(Dataset entries)
PR #3291, opened 2026-02-25
Drop no longer necessary workaround for xfsprogs on GKE

czeslavo:
**Description of your changes:** As GKE added xfsprogs back to their Ubuntu image, it's no longer needed to either apply or document the workaround for its absence. Let's drop it to save us the maintenance burden.


docs/source/installation/kubernetes-prerequisites.md
```diff
@@ -67,19 +67,3 @@ For the purposes of the installation guides, we assume that the nodes meant to r
 
 ScyllaDB Operator's [NodeConfig](../resources/nodeconfigs.md) controller requires `xfsprogs` to be installed on the Kubernetes
 nodes to format the local disks with XFS file system.
```
rzetelskik, line 69: Should we remove this note as well? It's somewhat random without that context

czeslavo: I believe the purpose of this document was to gather all dependencies, and `xfsprogs` remain as such. Maybe we should add a sentence to this like "Please ensure it's present in your Kubernetes worker hosts' PATH"?

rzetelskik: Let's leave it as is, my point was that it's just one of many and this becomes the only one we document out of context

PR #3292, opened 2026-02-26
Make shell scripts discover bash instead of hardcoding the interpreter

abramche:
This change replaces the hardcoded bash shebang with a OS-agnostic discovery lookup.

§ **ACTIVITY**
The records above should be transcribed in full, with no differences.

§ **OUTPUT OF THE TASK**
PR #3291, opened 2026-02-25
Drop no longer necessary workaround for xfsprogs on GKE

czeslavo:
**Description of your changes:** As GKE added xfsprogs back to their Ubuntu image, it's no longer needed to either apply or document the workaround for its absence. Let's drop it to save us the maintenance burden.


docs/source/installation/kubernetes-prerequisites.md
```diff
@@ -67,19 +67,3 @@ For the purposes of the installation guides, we assume that the nodes meant to r
 
 ScyllaDB Operator's [NodeConfig](../resources/nodeconfigs.md) controller requires `xfsprogs` to be installed on the Kubernetes
 nodes to format the local disks with XFS file system.
```
rzetelskik, line 69: Should we remove this note as well? It's somewhat random without that context

czeslavo: I believe the purpose of this document was to gather all dependencies, and `xfsprogs` remain as such. Maybe we should add a sentence to this like "Please ensure it's present in your Kubernetes worker hosts' PATH"?

rzetelskik: Let's leave it as is, my point was that it's just one of many and this becomes the only one we document out of context

PR #3292, opened 2026-02-26
Make shell scripts discover bash instead of hardcoding the interpreter

abramche:
This change replaces the hardcoded bash shebang with a OS-agnostic discovery lookup.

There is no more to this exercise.